Task brief
Once you have read the data below, write it all out exactly.

Stored entries

PR #19, opened 2019-11-01
Decrypt private keys encrypted with passphrase.

eliwjones:
This allows one to decrypt age messages encrypted with a `id_rsa.pub` that is associated with a an encrypted `id_rsa` key.

```
$ ./age -d -i /tmp/secret.age ~/.ssh/id_rsa
Enter passphrase for encrypted id_rsa:
```

### DIFF
--- a/internal/age/ssh.go
+++ b/internal/age/ssh.go
@@ -281,14 +281,14 @@ func NewSSHEd25519Identity(key ed25519.PrivateKey) (*SSHEd25519Identity, error) 
 	return i, nil
 }
 
-func ParseSSHIdentity(pemBytes []byte) (Identity, error) {
+func ParseSSHIdentity(name string, pemBytes []byte) (Identity, error) {
 	k, err := ssh.ParseRawPrivateKey(pemBytes)
 	if err != nil {
 		if !strings.Contains(err.Error(), "cannot decode encrypted private keys") {
 			return nil, err
 		}
 
-		fmt.Print("Enter passphrase for encrypted id_rsa: ")
+		fmt.Printf("Enter passphrase for key '%s': ", name)
 		pass, _ := terminal.ReadPassword(int(os.Stdin.Fd()))
 		fmt.Println()
 
--- a/internal/age/ssh.go
+++ b/internal/age/ssh.go
@@ -7,6 +7,7 @@
 package age
 
 import (
+	"bufio"
 	"bytes"
 	"crypto/ed25519"
 	"crypto/rand"
@@ -17,6 +18,8 @@ import (
 	"fmt"
 	"io"
 	"math/big"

Expected output
PR #19, opened 2019-11-01
Decrypt private keys encrypted with passphrase.

eliwjones:
This allows one to decrypt age messages encrypted with a `id_rsa.pub` that is associated with a an encrypted `id_rsa` key.

```
$ ./age -d -i /tmp/secret.age ~/.ssh/id_rsa
Enter passphrase for encrypted id_rsa:
```

### DIFF
--- a/internal/age/ssh.go
+++ b/internal/age/ssh.go
@@ -281,14 +281,14 @@ func NewSSHEd25519Identity(key ed25519.PrivateKey) (*SSHEd25519Identity, error) 
 	return i, nil
 }
 
-func ParseSSHIdentity(pemBytes []byte) (Identity, error) {
+func ParseSSHIdentity(name string, pemBytes []byte) (Identity, error) {
 	k, err := ssh.ParseRawPrivateKey(pemBytes)
 	if err != nil {
 		if !strings.Contains(err.Error(), "cannot decode encrypted private keys") {
 			return nil, err
 		}
 
-		fmt.Print("Enter passphrase for encrypted id_rsa: ")
+		fmt.Printf("Enter passphrase for key '%s': ", name)
 		pass, _ := terminal.ReadPassword(int(os.Stdin.Fd()))
 		fmt.Println()
 
--- a/internal/age/ssh.go
+++ b/internal/age/ssh.go
@@ -7,6 +7,7 @@
 package age
 
 import (
+	"bufio"
 	"bytes"
 	"crypto/ed25519"
 	"crypto/rand"
@@ -17,6 +18,8 @@ import (
 	"fmt"
 	"io"
 	"math/big"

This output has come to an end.